For example, consider a technological advance which has relatively low barriers to entry, such as voice over IP. In this case, r < 1 (people doing VoIP work get paid less, on average, than people at telcos before) but p > 1 (access to telecommunications technology is easier, so more people do it, even at fixed same market size). This creates more jobs and reduces income inequality.

However, in other cases, new technologies have higher barriers to entry than the existing manual option, p < 1, r < 1; medical equipment that is prohibitively expensive to manufacture and operate except for big players; small clinics close down and a few mega-clinics open up; while production is more efficient overall, the market is less efficient, and profits are higher for the few that remain in business. There are less jobs and more inequality.

The best possible outcome is when technology that makes jobs obsolete is low-cost and accessible to everyone; jobs are lost, but people don't need to work as much to make ends meet.

The worst is where new technology creates economies of scale that mean few big companies control major production but don't need many workers, but still charge only marginally less than the more labour intensive alternative; jobs are lost but prices don't go down by much. The only solution to maintain income equality is government taxation of those big companies combined with government public good expenditure (e.g. hiring the people who lost their jobs to do research).

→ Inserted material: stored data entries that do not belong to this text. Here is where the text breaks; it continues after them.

PR #3023, opened 2025-03-19
[Parser] Add 'atContextualKeywordPrefixedSyntax' method

rintaro:
Unified disambiguation method for contextual-keyword prefixed syntax.

### DIFF
--- a/Sources/SwiftParser/Statements.swift
+++ b/Sources/SwiftParser/Statements.swift
@@ -909,15 +909,17 @@ extension TokenConsumer {
   ///   - acceptClosure: When the next token is '{' and it looks like a closure, use this value as the result.
   ///   - preferPostfixExpr: When the next token is '.', '(', or '[' and there is a space between the word,
   ///     use `!preferPostfixExpr` as the result.
+  ///   - allowNextLineOperand: Whether the keyword-prefixed syntax accepts the operand on the next line.
   mutating func atContextualKeywordPrefixedSyntax(
     exprFlavor: Parser.ExprFlavor,
     acceptClosure: Bool = false,
-    preferPostfixExpr: Bool = true
+    preferPostfixExpr: Bool = true,
+    allowNextLineOperand: Bool = false
   ) -> Bool {
     let next = peek()
 
     // The next token must be at the same line.
-    if next.isAtStartOfLine {
+    if next.isAtStartOfLine && !allowNextLineOperand {
       return false
     }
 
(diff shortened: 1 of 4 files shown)


Sources/SwiftParser/Statements.swift
```diff
@@ -900,6 +900,112 @@ extension Parser {
...
+      //   - Trailing closure vs. immediately-invoked closure
+      //
+      // Existence of whitespace can help this because people usually put a space
+      // before trailing closures. Although it is source breaking but we prefer
+      // parsing it as a keyword.
+      let isClosure =  self.withLookahead {
+        $0.consumeAnyToken()
+        return $0.atValidTrailingClosure(flavor: exprFlavor)
+      }
+      return isClosure && acceptClosure
```
ahoppen, line 1004: Can we avoid the `isClosure` check if `acceptClosure` is `false`?

ahoppen (approved):
Thank you. Much cleaner than the old rules

rintaro:
@swift-ci Please test

Tests/SwiftParserTest/ThenStatementTests.swift
```diff
@@ -685,7 +673,10 @@ final class ThenStatementTests: ParserTestCase {
       then
         .foo
       """,
-      substructure: ThenStmtSyntax(expression: MemberAccessExprSyntax(name: .identifier("foo")))
+      substructure: MemberAccessExprSyntax(
+        base: DeclReferenceExprSyntax(baseName: .identifier("then")),
+        name: .identifier("foo")
```
hamishknight, line 678: Hmm, this does conflict [with the proposal](https://github.com/swiftlang/swift-evolution/blob/7bb5b9d6e02caaf2e7dbd9e9c084ce969be66825/proposals/NNNN-then-keyword.md#parsing-ambiguities-with-then):

> `then.foo` is a member access, `then .foo` is a then statement, as is:
> 
> ```swift
> then
>   .member
> ```
> 
> If member access was still desired, back ticks could be used:
> 
> ```swift
> `then`
>   .member
> ```
> 
> This is a potential (albeit unlikely) source break, but the back tick fix can be applied to the 5.9 compiler today to ensure existing code can compile with both the old and new compiler.

IIRC it was felt that `then` would much more likely be a function name than a variable name, which made the member interpretation fairly unlikely

Sources/SwiftParser/Statements.swift
```diff
@@ -949,91 +1067,16 @@ extension Parser.Lookahead {
...
-        // later on during type checking.
-        return true
-      default:
-        // any other token following "discard" means it's not the statement.
-        // For example, could be the function call "discard()".
-        return false
-      }
-
-    case .then:
-      return atStartOfThenStatement(preferExpr: preferExpr)
```
hamishknight, line 990: IIRC this was the only use of `preferExpr`, and it was to disambiguate the multi-line case when `then` appeared in expression position.

rintaro:
@swift-ci Please test

hamishknight (approved):
Thanks!

rintaro:
@swift-ci Please test Windows

PR #3024, opened 2025-03-19
Enable library evolution in Bazel builds

pennig:
Updating Bazel builds to use library evolution

### DIFF
--- a/MODULE.bazel
+++ b/MODULE.bazel
@@ -16,6 +16,6 @@ module(
     compatibility_level = 1,
 )
 
-bazel_dep(name = "apple_support", version = "1.13.0", repo_name = "build_bazel_apple_support")
-bazel_dep(name = "rules_apple", version = "3.3.0", repo_name = "build_bazel_rules_apple")
-bazel_dep(name = "rules_swift", version = "1.18.0", max_compatibility_level = 2, repo_name = "build_bazel_rules_swift")
+bazel_dep(name = "apple_support", version = "1.15.1", repo_name = "build_bazel_apple_support")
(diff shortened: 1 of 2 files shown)


pennig:
I'm hoping to get this into the 6.1 release branch as well

keith:
is there more context about this somewhere I can read up on?

On the surface this breaks my understanding of what should have this set.

My mental model for this feature is that you should only ever enable it if you're planning on redistributing a prebuilt version of the library for potential consumption by multiple swift versions. I also believe there is some downside to setting this, I don't have a citation off hand but if that's true, I don't think this would be the right default.

Specifically I'm thinking about projects that pull this in directly and build it all the time, and just rely on the remote cache to solve the prebuilt concern. Projects like SwiftLint or Lyft's iOS project ofc never redistribute this for use by other swift compilers so they don't need this feature.

Would it be better to force a transition on this from the consumers BUILD file if this is desired? (I believe one of the `*_framework` rules actually tries to do this by default for you?)

Similarly I guess what makes SwiftSyntax special versus other third parties that we'd want to set it here but not more widely? (maybe you are just setting it for all third parties?)

pennig:
Thanks for sharing your thoughts. This was an attempt to address the warnings about `@_implementationOnly` imports when consuming the project with the Swift 6 language mode. I admit I don't have a complete understanding of library evolution, particularly why you would _not_ want it enabled. 

With that in mind, closing this seems fine.

ahoppen:
Note that I addressed the `@_implementationOnly` warnings in https://github.com/swiftlang/swift-syntax/pull/3002, though that change won’t be in 6.1

keith:
I'd probably patch that in to my project in the meantime to workaround

PR #3033, opened 2025-03-29
Fix build warning

SimplyDanny:
This fixes the build warning

```bash
    .../.build/checkouts/swift-syntax/Sources/SwiftLexicalLookup/CMakeLists.txt
```

which was fixed on `main` but not for the 601.0.0 release.


kimdv:
@swift-ci please test

ahoppen (approved):
Thanks!

PR #3034, opened 2025-04-01
Specify SwiftSyntax601 in more places.

mbrandonw:
Currently the trick of using version modules to conditionally access Swift syntax is broken for version 601:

This made something click for me: I hear all the time about how a) technology makes people's lives better, but b) people's lives in the US seem to be sucking a lot lately. The sucking, this theory would predict, is due to people having their jobs obviated by technology, but then being screwed out of the good part of that technology, directly or indirectly, by phone companies with monopolies who conspire to charge by the gigabyte and therefore deny the wider economy the benefit of technological improvement.

(This is not to say that a 50-year-old who gets laid off would feel better if he had cheaper internet access. The effects of cheaper internet access overall, though, seem like they would end up producing cheaper food and other costs in the end, too.)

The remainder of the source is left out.